START INPUT DATA

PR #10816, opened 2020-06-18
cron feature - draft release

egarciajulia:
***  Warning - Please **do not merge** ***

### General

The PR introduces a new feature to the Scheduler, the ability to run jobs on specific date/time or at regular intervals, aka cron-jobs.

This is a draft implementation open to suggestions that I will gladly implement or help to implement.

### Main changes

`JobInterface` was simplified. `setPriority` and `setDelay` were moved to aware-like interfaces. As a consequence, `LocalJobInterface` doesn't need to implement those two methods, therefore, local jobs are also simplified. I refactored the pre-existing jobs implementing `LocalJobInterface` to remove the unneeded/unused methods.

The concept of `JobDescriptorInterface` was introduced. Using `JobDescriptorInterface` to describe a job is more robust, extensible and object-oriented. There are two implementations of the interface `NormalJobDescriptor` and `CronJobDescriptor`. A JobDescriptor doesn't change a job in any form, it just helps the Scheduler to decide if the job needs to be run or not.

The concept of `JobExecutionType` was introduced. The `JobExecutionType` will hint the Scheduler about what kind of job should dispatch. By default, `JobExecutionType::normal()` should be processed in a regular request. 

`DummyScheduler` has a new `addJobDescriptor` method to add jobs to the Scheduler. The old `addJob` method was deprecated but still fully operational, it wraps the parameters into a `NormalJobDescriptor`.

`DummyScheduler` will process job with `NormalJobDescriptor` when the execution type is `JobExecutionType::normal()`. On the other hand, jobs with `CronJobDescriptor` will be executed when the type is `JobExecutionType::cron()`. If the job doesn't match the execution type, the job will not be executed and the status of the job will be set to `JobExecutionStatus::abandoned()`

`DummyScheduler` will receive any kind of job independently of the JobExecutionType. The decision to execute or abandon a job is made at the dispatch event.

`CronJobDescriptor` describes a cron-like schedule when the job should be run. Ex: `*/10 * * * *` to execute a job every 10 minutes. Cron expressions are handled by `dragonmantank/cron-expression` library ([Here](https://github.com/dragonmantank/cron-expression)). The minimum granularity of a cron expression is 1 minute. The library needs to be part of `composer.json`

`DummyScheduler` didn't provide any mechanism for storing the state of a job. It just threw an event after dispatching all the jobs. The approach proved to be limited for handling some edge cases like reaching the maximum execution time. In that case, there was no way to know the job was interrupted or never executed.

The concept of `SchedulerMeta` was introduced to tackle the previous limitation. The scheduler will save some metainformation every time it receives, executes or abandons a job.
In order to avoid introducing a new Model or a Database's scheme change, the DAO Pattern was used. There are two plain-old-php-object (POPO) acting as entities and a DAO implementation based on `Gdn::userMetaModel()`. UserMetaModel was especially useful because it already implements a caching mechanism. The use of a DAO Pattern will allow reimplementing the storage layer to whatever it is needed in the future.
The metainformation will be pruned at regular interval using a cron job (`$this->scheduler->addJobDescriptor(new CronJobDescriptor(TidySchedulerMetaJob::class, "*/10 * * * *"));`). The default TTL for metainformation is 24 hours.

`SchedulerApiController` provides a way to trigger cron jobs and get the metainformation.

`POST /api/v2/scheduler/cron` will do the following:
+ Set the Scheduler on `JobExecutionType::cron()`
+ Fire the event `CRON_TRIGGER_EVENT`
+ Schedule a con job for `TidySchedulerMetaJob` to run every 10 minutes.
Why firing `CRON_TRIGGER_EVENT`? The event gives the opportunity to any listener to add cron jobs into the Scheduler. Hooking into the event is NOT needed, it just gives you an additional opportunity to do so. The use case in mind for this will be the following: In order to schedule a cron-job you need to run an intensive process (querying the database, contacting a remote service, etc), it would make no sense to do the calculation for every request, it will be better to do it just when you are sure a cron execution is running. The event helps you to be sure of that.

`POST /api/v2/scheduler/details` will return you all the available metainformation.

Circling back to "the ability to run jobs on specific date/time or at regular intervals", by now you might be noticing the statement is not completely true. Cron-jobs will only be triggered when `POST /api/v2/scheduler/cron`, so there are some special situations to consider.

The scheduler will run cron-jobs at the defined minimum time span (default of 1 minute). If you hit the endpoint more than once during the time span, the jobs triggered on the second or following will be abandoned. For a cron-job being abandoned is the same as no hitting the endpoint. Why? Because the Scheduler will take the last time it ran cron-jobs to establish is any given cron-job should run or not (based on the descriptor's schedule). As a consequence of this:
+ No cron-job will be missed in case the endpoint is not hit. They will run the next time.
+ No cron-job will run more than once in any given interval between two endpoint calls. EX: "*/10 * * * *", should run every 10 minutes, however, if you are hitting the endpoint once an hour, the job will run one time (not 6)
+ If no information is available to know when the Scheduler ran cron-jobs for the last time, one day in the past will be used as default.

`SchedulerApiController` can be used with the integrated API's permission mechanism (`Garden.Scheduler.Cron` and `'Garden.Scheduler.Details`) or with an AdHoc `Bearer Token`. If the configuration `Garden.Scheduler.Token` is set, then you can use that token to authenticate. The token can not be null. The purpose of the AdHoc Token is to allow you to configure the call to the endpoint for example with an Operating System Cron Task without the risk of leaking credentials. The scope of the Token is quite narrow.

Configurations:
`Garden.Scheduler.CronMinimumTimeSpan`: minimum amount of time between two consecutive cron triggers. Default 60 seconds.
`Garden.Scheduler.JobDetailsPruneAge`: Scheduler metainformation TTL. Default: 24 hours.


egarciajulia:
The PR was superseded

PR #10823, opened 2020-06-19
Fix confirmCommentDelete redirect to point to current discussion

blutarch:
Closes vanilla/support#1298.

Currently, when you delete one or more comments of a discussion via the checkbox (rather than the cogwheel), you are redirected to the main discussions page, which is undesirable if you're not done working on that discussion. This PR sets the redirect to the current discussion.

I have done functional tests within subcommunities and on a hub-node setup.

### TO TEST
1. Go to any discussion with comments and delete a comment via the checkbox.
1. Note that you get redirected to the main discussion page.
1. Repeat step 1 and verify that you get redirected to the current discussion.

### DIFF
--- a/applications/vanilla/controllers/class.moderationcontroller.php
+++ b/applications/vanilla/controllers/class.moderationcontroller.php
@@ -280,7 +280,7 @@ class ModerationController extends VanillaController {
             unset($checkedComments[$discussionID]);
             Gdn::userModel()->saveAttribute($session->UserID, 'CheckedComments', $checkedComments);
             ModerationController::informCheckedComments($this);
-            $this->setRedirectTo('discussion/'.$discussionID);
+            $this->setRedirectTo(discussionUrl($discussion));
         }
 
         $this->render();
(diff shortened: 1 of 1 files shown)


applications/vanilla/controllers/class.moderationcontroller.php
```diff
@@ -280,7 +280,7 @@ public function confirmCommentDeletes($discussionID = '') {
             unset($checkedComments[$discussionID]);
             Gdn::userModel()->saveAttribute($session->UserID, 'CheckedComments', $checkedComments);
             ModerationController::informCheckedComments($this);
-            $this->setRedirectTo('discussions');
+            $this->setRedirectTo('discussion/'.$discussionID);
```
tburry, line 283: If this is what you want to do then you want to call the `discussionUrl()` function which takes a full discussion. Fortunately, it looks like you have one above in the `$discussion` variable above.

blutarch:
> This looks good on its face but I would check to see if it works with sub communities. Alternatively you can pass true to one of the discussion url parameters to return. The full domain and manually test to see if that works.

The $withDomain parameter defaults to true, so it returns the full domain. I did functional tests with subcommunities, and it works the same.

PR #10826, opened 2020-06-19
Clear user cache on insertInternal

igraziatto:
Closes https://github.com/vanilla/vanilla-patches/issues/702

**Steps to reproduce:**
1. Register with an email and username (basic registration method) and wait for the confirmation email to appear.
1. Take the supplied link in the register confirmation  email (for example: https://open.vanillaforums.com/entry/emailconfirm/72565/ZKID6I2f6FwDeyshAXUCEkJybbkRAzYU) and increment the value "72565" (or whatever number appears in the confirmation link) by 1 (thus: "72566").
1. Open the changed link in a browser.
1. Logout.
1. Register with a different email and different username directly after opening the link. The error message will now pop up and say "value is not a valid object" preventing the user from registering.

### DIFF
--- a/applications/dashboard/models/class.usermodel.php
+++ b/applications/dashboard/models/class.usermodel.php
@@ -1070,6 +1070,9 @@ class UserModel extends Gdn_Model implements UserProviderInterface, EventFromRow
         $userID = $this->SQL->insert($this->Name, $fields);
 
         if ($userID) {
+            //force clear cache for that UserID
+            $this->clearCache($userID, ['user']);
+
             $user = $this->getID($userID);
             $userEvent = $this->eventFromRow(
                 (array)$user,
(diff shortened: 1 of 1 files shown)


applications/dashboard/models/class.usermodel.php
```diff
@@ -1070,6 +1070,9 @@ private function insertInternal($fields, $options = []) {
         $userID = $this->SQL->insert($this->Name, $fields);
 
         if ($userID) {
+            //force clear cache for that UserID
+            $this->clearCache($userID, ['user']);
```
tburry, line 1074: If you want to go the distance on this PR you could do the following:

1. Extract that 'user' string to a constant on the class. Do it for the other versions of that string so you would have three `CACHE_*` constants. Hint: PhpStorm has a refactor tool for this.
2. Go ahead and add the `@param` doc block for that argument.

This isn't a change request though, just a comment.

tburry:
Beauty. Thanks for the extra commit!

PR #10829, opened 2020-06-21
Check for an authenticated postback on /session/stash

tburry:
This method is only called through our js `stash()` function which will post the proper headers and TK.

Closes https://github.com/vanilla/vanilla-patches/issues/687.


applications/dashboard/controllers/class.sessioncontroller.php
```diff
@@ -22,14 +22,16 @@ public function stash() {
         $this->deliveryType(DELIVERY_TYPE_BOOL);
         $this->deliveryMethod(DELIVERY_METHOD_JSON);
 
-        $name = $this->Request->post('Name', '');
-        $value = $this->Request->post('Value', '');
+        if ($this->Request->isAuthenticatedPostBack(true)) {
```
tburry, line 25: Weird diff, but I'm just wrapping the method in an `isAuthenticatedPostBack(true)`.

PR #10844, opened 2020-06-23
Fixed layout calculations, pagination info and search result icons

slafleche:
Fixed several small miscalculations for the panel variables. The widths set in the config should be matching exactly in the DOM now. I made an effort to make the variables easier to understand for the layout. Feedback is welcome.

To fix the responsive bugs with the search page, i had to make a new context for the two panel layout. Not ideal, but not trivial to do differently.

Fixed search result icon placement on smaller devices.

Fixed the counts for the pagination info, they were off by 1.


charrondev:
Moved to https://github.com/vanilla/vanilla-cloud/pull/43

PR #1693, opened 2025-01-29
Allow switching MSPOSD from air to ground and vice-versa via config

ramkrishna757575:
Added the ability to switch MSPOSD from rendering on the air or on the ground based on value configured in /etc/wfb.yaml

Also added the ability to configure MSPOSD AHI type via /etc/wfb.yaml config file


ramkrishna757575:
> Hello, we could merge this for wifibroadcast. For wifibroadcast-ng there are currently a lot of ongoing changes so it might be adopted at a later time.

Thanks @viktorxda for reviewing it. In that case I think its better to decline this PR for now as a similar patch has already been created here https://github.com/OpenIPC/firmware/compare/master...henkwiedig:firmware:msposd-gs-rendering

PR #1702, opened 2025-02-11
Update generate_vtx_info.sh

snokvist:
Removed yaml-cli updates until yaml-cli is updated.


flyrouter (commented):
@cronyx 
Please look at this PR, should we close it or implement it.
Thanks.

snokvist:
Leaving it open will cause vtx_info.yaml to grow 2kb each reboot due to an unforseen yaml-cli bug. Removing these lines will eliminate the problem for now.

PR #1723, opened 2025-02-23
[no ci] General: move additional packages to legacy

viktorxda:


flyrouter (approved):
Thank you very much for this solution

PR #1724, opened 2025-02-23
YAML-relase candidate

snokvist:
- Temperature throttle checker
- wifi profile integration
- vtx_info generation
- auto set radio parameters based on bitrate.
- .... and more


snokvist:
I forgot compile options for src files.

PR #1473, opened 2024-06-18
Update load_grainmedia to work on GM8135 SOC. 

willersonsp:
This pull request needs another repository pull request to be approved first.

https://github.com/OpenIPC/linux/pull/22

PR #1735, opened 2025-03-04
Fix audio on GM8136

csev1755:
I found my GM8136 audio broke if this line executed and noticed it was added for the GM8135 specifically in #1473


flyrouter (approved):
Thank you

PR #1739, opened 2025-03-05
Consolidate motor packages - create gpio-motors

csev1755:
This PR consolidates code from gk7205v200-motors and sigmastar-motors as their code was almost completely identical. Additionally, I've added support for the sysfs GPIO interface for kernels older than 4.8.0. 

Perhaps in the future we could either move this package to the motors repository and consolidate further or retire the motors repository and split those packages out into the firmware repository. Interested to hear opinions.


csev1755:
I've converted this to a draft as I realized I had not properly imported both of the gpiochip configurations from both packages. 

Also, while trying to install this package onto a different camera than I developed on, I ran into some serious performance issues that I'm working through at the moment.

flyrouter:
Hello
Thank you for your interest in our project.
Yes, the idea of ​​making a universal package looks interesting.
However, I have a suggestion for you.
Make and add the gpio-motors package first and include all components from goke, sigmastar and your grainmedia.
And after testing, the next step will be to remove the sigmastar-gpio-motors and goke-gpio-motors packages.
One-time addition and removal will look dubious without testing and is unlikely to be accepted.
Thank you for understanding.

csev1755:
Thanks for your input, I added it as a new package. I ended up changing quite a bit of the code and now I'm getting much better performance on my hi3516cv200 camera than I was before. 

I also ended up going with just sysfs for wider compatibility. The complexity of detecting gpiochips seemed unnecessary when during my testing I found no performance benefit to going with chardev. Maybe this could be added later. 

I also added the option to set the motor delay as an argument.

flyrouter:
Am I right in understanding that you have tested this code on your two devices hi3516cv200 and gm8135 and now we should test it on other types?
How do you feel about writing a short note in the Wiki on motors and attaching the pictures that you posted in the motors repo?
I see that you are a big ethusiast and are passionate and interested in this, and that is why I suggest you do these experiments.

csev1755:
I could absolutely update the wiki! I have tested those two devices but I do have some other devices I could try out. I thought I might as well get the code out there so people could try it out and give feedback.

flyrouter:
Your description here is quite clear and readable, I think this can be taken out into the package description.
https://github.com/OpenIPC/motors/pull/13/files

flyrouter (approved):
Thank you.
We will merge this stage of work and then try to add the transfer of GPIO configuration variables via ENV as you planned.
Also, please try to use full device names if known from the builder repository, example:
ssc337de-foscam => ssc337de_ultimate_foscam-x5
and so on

END INPUT DATA
START INPUT DATA

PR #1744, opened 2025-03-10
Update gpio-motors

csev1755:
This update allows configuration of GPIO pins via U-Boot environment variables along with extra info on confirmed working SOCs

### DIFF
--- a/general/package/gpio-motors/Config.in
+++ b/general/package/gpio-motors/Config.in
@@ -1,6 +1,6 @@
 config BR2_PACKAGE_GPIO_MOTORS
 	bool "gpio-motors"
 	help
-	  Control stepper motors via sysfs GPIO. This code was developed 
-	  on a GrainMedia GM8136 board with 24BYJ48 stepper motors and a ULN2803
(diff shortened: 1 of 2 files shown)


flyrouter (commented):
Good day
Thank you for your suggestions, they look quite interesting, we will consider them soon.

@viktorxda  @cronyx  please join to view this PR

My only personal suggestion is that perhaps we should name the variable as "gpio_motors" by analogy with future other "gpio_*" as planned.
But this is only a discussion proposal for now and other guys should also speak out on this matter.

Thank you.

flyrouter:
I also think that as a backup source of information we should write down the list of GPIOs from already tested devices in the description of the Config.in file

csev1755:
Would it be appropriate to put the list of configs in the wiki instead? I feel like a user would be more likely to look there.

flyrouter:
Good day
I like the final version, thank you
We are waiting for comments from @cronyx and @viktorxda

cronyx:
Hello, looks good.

END INPUT DATA
START INPUT DATA

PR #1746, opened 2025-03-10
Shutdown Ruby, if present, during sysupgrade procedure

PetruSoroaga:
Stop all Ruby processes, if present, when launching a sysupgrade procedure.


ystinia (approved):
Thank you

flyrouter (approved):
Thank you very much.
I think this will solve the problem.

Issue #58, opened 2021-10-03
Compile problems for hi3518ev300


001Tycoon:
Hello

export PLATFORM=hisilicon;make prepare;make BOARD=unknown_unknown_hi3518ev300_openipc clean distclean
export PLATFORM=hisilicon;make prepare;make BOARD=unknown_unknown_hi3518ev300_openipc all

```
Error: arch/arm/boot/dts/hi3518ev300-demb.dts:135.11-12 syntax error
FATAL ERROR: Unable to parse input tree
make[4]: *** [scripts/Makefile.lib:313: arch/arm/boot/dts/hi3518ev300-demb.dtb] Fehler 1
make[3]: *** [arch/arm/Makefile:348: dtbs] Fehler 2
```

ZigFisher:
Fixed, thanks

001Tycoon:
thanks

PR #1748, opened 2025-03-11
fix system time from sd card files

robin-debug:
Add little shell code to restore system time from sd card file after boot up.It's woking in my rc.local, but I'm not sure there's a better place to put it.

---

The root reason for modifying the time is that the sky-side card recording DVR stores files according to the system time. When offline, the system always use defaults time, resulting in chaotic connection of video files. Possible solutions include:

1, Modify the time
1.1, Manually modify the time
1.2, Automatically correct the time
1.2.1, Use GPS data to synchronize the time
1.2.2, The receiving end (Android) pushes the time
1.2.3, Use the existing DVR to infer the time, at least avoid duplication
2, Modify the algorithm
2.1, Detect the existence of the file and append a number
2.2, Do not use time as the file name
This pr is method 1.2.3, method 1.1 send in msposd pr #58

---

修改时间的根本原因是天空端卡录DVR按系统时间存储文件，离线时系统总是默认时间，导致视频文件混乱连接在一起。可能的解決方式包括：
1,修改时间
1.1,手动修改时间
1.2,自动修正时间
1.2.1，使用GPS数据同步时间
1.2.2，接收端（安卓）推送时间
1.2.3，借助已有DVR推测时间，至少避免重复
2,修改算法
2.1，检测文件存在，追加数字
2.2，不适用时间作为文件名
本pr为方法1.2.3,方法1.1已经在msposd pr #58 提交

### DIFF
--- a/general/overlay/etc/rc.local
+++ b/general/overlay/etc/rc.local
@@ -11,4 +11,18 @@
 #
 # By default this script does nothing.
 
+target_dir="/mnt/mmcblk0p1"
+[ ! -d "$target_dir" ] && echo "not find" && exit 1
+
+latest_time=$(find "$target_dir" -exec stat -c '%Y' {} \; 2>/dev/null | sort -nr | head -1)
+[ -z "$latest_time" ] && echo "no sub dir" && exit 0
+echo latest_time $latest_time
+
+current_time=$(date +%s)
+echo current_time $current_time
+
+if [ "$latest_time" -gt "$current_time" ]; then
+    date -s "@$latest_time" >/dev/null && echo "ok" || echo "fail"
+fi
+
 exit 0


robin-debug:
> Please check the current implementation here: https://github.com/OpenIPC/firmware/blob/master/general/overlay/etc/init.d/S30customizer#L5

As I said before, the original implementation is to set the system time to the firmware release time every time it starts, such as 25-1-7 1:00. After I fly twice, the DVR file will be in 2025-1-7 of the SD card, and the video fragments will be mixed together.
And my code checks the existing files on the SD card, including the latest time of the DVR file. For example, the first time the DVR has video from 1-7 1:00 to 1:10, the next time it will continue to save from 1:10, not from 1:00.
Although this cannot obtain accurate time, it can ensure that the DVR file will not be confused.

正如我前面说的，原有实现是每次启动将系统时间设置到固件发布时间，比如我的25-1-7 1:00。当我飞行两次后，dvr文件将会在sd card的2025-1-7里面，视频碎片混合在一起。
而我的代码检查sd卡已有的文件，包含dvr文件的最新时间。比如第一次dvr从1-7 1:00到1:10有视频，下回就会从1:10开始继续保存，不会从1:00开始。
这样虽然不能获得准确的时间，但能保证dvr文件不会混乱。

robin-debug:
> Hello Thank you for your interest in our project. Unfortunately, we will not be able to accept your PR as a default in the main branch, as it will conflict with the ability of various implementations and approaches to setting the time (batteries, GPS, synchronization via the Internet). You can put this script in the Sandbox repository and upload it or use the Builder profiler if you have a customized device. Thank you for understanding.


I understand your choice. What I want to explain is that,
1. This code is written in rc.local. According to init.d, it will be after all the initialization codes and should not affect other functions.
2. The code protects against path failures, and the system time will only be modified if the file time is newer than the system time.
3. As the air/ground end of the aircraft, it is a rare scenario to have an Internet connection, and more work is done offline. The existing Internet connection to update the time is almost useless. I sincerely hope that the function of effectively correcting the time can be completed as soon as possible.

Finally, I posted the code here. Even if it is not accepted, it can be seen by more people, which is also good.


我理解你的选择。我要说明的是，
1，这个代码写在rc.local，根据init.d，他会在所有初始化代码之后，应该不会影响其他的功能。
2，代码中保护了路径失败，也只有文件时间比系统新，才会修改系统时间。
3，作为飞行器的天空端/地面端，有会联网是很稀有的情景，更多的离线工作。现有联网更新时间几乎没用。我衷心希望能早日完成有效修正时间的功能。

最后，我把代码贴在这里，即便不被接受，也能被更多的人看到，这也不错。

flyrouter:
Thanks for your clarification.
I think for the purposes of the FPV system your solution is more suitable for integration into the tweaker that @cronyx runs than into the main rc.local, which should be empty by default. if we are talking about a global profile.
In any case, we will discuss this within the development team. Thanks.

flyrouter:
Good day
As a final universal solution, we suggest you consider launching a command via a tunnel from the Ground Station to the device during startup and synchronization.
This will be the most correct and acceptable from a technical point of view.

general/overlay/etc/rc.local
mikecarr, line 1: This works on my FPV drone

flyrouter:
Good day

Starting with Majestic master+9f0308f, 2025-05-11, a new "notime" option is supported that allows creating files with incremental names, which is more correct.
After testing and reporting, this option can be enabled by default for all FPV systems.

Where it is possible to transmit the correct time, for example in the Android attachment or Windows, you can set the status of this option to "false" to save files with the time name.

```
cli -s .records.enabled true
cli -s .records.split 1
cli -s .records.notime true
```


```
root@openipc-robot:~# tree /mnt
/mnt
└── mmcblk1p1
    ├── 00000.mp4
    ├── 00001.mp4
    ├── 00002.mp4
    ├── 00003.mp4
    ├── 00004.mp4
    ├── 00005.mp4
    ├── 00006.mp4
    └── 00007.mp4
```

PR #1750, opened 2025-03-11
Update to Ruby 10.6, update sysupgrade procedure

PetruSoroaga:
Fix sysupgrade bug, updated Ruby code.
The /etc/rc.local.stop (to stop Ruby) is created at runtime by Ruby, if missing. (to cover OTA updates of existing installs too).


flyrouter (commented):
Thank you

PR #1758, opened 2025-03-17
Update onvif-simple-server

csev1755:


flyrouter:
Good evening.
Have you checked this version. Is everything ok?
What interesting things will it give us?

END INPUT DATA

BRIEF »
Output each line of the listing in which the string "goke" is found.

YOUR RESPONSE »
Make and add the gpio-motors package first and include all components from goke, sigmastar and your grainmedia.
And after testing, the next step will be to remove the sigmastar-gpio-motors and goke-gpio-motors packages.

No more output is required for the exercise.